Previous meta-analysis showed that the average effective rate of cC7 transfer to median nerve was 50%, which was close to our result (70%) [13]. There were some clinical and experimental reports on cC7 transfer to two recipient nerves simultaneously. Gao et al. [7] reported cC7 transfer to median nerve and biceps branch or median nerve and triceps branch. The recovery rates of motor function were 68.2, 66.7 and 20% in median nerve, biceps branch and triceps branch, respectively, which indicated that cC7 transfer to two recipient nerves simultaneously could achieve effective results. Pan et al. reported an animal experiment on cC7 transfer to median and musculocutaneous nerves. The target muscles innervated by median and musculocutaneous nerves had regeneration [18], but the details about the recovery rate of muscle strength were not reported. Chuang et al. [5] also found that cC7 could be used to repair median and musculocutaneous nerves simultaneously. The recovery rates of finger and elbow flexion were 39 and 82.6%, respectively.

Terzis et al. [23] used hemi-cC7 nerve root to repair axillary nerve. 20% patients achieved M3 or above in DEL. In our experiment research, the axillary nerve was repaired with total cC7 nerve root. The effective rate was 60% in rats, which was quite different from Terzis’ report. There were two probable reasons. One was the difference of nerve growth speed between human beings and rats. The other was the difference of donor nerve. Terzis et al. used hemi-cC7 nerve root as the donor nerve, while we adopted total cC7 nerve root for transfer. There was no animal experimental report on cC7 transfer to both of median and axillary nerves before.

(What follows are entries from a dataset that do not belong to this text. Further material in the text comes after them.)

PR #49, opened 2022-09-15
Make several improvements to the CFFI build process.

haydenroche5:
- Move _build_ffi.py to scripts/build_ffi.py. Do as little in the global namespace of the script as possible by putting functionality into functions, including a new main function.
- Improve feature detection by allowing user_settings.h in addition to options.h. This is particularly useful on Windows.
- Add the windows directory. This contains subdirectories non_fips and fips_ready, which each have a user_settings.h. The non_fips user_settings.h is used by the build script to build on Windows with CMake, when not using USE_LOCAL_WOLFSSL. The fips_ready user_settings.h is an example user_settings.h that works with our FIPS Ready code and wolfcrypt-py.
- Improve Windows support. This commit modifies the way we build wolfSSL for wolfcrypt-py on Windows. Instead of using CMake directly, we use it with user_settings.h. This is typically how Windows users are building wolfSSL, and it gets around some shortcoming of wolfSSL's CMake support (e.g. not all required features are supported). Additionally, USE_LOCAL_WOLFSSL now works properly on Windows. When using USE_LOCAL_WOLFSSL, it should point to a wolfSSL source code directory. This works for FIPS bundles, too. Finally, for FIPS on Windows, we only support DLL builds. The CFFI library (.pyd extension) requires this DLL to work. build_ffi.py detects this scenario and copies the .dll into the wolfcrypt package directory. I've modified setup.py to distribute the .dll with the package.
- Add some missing FIPS gates. Testing against FIPS v2 triggered some errors. Those are fixed in this commit.


haydenroche5:
Got a build failure here: https://github.com/haydenroche5/wolfcrypt-py/actions/runs/3056836857

Will look into it tomorrow.

danielinux (approved):
no regressions in build/tests on Linux

danielinux:
Closing in favor of #53

PR #64, opened 2024-09-13
Adding ChaCha20/Poly1305 Support

jackctj117:
Added to build ffi and added to cipher.py. Not exactly sure what to add in cipher.py and same goes for the test.

### DIFF
--- a/scripts/build_ffi.py
+++ b/scripts/build_ffi.py
@@ -642,19 +642,19 @@ def build_ffi(local_wolfssl, features):
     if features["CHACHA20_POLY1305"]:
         cdef += """
         typedef struct { ...; } ChaChaPoly_Aead;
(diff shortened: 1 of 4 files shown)


jackctj117:
Added encrypt and decrypt test, didn't include stream functionality.

scripts/build_ffi.py
```diff
@@ -215,7 +215,7 @@ def make_flags(prefix, fips):
 
         flags.append("--disable-md5")
         flags.append("--disable-sha224")
-        flags.append("--disable-poly1305")
+        flags.append("--enable-poly1305")
```
dgarske, line 218: `--enable-chacha`?

dgarske (dismissed):

scripts/build_ffi.py
jackctj117: Just a few lines up it's enabled

danielinux (approved):
Tested OK

PR #77, opened 2025-11-24
build_ffi.py: Fix header parsing in feature detection logic

mjdemilliano:
`defines` was a string instead of a list of strings. This made it impossible to build a wrapper with a configuration in which AES-CBC is disabled, because `'#define NO_AES' in defines` matched also when the header contains `#define NO_AES_CBC`. With `defines` being a list the code actually does what you think it does.


lealem47 (approved):
This is a great adjustment! Thank you @mjdemilliano

PR #1490, opened 2021-07-04
Fix redirect retrieval if > 500 redirects

MananJethwani:
@kelson42 this fixes tests and a minor bug I found from the last merged PR looks like rgaudin forgot to change variable name from `webpHandlerUrl` to `WEBP_HANDLER_URL` and we merged it.


kelson42:
@MananJethwani this is wrong, there is actually more than 300 redirects... younshoukd not chamge test values like this without verifying things.

kelson42 (approved):

PR #1507, opened 2021-07-20
fixed articleId encoding

### LINKED ISSUE #1468: Request failed with status code 400
For https://en.wikipedia.org/api/rest_v1/page/mobile-sections/I%25CC%2587znik

see https://farm.openzim.org/pipeline/7adfa713c4bff5e9ce378a06/debug

MananJethwani:
this fixes #1468

### DIFF
--- a/src/Downloader.ts
+++ b/src/Downloader.ts
@@ -509,7 +509,7 @@ class Downloader {
   }
 
   private getArticleUrl(articleId: string, isMainPage: boolean): string {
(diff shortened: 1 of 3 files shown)


kelson42:
I don't think this is the right way. We should decodeUrl the value before saving it in the redis!

kelson42:
We also need to extend one of our test to secure this works properly.

kelson42 (approved):

PR #1508, opened 2021-07-21
increased timeout from 60 sec to 120 sec

MananJethwani:


kelson42 (changes requested):
Update the usage() please.

kelson42 (approved):

PR #1515, opened 2021-08-05
changed video source for better resolution

### LINKED ISSUE #1489: Insufficient resolution of some videos within a ZIM
In this ZIM http://iiab.me/downloads/wp_en_mdwiki_2021-06.zim

For the article on gout the first video has a great resolution while the second has a poor resolution

This is the first video https://commons.wikimedia.org/wiki/File:En.Wikipedia-VideoWiki-Gout.webm

This is the second https://commons.wikimedia.org/wiki/File:Gout.webm

And this is the page it is built from https://mdwiki.org/wiki/Gout

We are needing a method to set the minimum resolution of a video instead of it just choosing the lowest possible resolution per https://github.com/openzim/mwoffliner/issues/1442.

The poor resolution issue for Osmosis videos persists even when these videos are in the same spot as the good quality non Osmosis videos. See amnesia as an example.

MananJethwani:
this fixes #1489

### DIFF
--- a/src/util/saveArticles.ts
+++ b/src/util/saveArticles.ts
@@ -383,7 +383,27 @@ function widthXHeightSorter(a: DominoElement, b: DominoElement) {
 
     const aVal = aWidth * aHeight;
     const bVal = bWidth * bHeight;
-    return aVal > bVal ? 1 : -1;
+    return aVal > bVal ? 1 :
+        ((aVal === bVal && (b.getAttribute('src').endsWith('.vp9.webm') ||
+        (b.getAttribute('src').endsWith('webm') && !a.getAttribute('src').endsWith('.vp9.webm')))) ? 1 : -1);
+}
+
+function videoSourceElement(videoSources: DominoElement, videoElWidth: Number) {
+    let sourceEl: DominoElement;
+    let sourcesToRemove = videoSources.filter((videoSource: DominoElement) => {
+        const sourceWidth = Number(videoSource.getAttribute('data-file-width') || videoSource.getAttribute('data-width') || 0);
+        if (sourceWidth >= videoElWidth && !sourceEl) {
+            sourceEl = videoSource;
+            return false;
+        }
+        return true;
+    });
+
+    if(!sourceEl) {
+        sourceEl = sourcesToRemove[0];
+        sourcesToRemove = sourcesToRemove.slice(1);
+    }
+    return {sourceEl, sourcesToRemove};
 }
 
 export async function treatVideo(mw: MediaWiki, dump: Dump, srcCache: KVS<boolean>, articleId: string, videoEl: DominoElement, webp: boolean): Promise<{ mediaDependencies: string[], subtitles: string[] }> {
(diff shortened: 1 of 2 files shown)


src/util/saveArticles.ts
```diff
@@ -412,13 +412,26 @@ export async function treatVideo(mw: MediaWiki, dump: Dump, srcCache: KVS<boolea
     }
 
     videoSources = videoSources.sort(widthXHeightSorter);
+    const videoElArea = (videoEl.getAttribute('height') || 0) * (videoEl.getAttribute('width') || 0);
```
kelson42, line 415: Here we need a comment explaining a bit the problem and the solution

kelson42, line 415: I don't understand really the computation with width*heigth. Considering that all the videos have the same ratio (width/height), I think just comparing the widths should be enough.

src/util/saveArticles.ts
```diff
@@ -412,13 +412,26 @@ export async function treatVideo(mw: MediaWiki, dump: Dump, srcCache: KVS<boolea
...
+        return true;
+    });
 
-    const sourcesToRemove = videoSources.slice(1); // All but first
+    if(!sourceEl) {
+        sourceEl = sourcesToRemove[0];
+        sourcesToRemove = sourcesToRemove.slice(1);
+    }
 
     sourcesToRemove.forEach(DU.deleteNode);
```
kelson42, line 433: This is simply wrong, `sourcesToRemove` is not always defined.

kelson42 (changes requested):
What is the difference beetween `data-width` and `data-file-width`, it does not looks good to take both of them?

This should be tested with an automated test.

kelson42 (changes requested):
I think the whole approach can be simplified a lot:
* Remove `widthXHeightSorter` because we don't need that anymore as we don't take the small resolution anymore
* Just go through all the `source` node element and either keep the node (because this is a better choice than the previous) or remove it. At the end it should be only one left.
* I'm not even sure you need a dedicated function, so probably `videoSourceElement` could be deleted as well. If you want to isolate things in a dedicated function just create a function `videoSourceUrlPicker()` (current name `videoSourceElement` is pretty cryptic as well).

You should be able to do all of that in twice less lines than what we have today.... at least.

kelson42:
@tim-moody Does it do the job properly now?

tim-moody:
@WikiDocJames and I will try to test.

kelson42 (approved):
LGTM now

kelson42:
Will merge this PR, if a problem is still occuring, please open a new ticket.

WikiDocJames:
Okay we tested it 16 hours ago. But looks like you have just pushed the fix 3 hour ago. So will test again this am...

tim-moody:
@kelson42 I didn't notice that the changes weren't merged. Am I now to test with the latest docker image or a nightly or by building a branch?

tim-moody:
docker pull openzim/mwoffliner:latest says Image is up to date for openzim/mwoffliner:latest

tim-moody:
@kelson42 when do we expect this fix to be in the docker image?

PR #1522, opened 2021-08-11
audio tag fix

### LINKED ISSUE #1489: Insufficient resolution of some videos within a ZIM

MananJethwani:
this fixes #1489


kelson42 (approved):
LGTM, thx.

PR #1550, opened 2021-10-15
corrected tree structure for sections

### LINKED ISSUE #1501: Problem about tree structure of a page
In the page "Perturbation_theory_(quantum_mechanics)", some subtree are put at the same level as their parent:
image

"Generalization to multi-parameter case" is the parent node, all the others in the picture are its child nodes. But they are not hidden then the parent is collapsed. Not sure whether it is a problem of online Wiki or the offliner tool.

maxi Version "6,134,097 articles in English"

MananJethwani:
@kelson42 this fixes #1501, fixes #1501.
The main approach used here is a bit complex I will elaborate it here in points for better understanding -
1) section template now has 2 anchors one for subsection addition another for same level anchor additions
2) I have used a stack to implement the tree structure, The sections received from API are in a specific tree structure order so if we consider various toclevel to be `1 1 2 1` for an example case, we can clearly use stack to store which parent sections are present for a specific sub-section so that we can close a section anchor and subsection anchors.
3) for the first section we receive I am directly adding it to HTML and pushing its toclevel to the stack so, according to our example HTML content would look like 
```
<>
section level 1 text
__SUB_LEVEL_SECTION_2__
</>
__SAME_LEVEL_SECTION_2__
```
and the stack is [1]
note - I am adding a level of an anchor with +1 to the current toclevel just so that I don't have to use another value in the template (it works fine according to test cases I created).
4) for any section which has the same value as the top of the stack I simply remove the sub-level section anchor as no other subsection could be created for that tag and we are moving on to fill the next tag so in our case. So In our case, HTML content would be like -
```
<>
section level 1 text
</>
<>
section level 1 text (2nd section)
__SUB_LEVEL_SECTION_2__
</>
__SAME_LEVEL_SECTION_2__
```
and the stack is [1]
for the same level, I am not pushing anything upon stack as for any level, we will only have one sub section anchor and one same level anchor to track so no need to push twice.
5) if a section has a value greater than the value at the top of the stack add it as a sub-section using the anchor tag and the value at the top of the stack refer -> L161 of `utils/articleRenderer.ts`.
so according to our example, HTML content will be like -
```
<>
section level 1 text
</>
<>
section level 1 text (2nd section)
    <>
         section level 2 text
         __SUB_LEVEL_SECTION_3__
    </>
    __SAME_LEVEL_SECTION_3__
</>
__SAME_LEVEL_SECTION_2__
```
and the stack is - [1, 2]
6) if a section has a value less than the value at the top of the stack it means for the current level there are no more sections that are on the same level or are the subsection under this parent so we remove the sub-level section anchor as well as same level section anchors and then use the above-mentioned condition in point 4 and 5 to create the tree structure further.
so according to our example, HTML content will be like - 
```
<>
section level 1 text
</>
<>
section level 1 text (2nd section)
    <>
         section level 2 text
    </>
</>
<>
section level 1 text(3rd section)
__SUB_LEVEL_SECTION_2__
</>
__SAME_LEVEL_SECTION_2__
```
and the stack is - 1
7) remove all remaining anchors using the remaining values in the stack.
P.S. - sorry for the detailed and long explanation😅, but I think was needed to keep my points clearly in one go.

### DIFF
--- a/res/templates/section_wrapper.html
+++ b/res/templates/section_wrapper.html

There were some limitations in this study. First, there was a lack of a more accurate behavior test for shoulder abduction and external rotation. Secondly, the muscle tension measurement was an important method for evaluating muscle recovery, while we did not use it in our experiment. Third, the number of samples in the research is small, which made the results not so convincing. Afterwards, we’ll increase the number of samples in the future research. In the behavioral tests and EMG results, we compared the percentages of effectiveness among groups. Due to the small number of samples, the statistical analysis seemed to lower the power of the test. The amplitude and latency of CMAP were not assessed. In the future study, we’ll use amplitude and latency as indicators for nerve regeneration evaluation. In addition, there was a remodeling process of cortical plasticity after cC7 transfer, which would be the focus in the future research.

Conclusions

Compared with cC7 transfer to median nerve, cC7 transfer to both median and axillary nerves did not affect median nerve recovery. The deltoid muscle could also be restored. In this animal experimental research, the recovery proportion of axillary nerve was less than that of median nerve.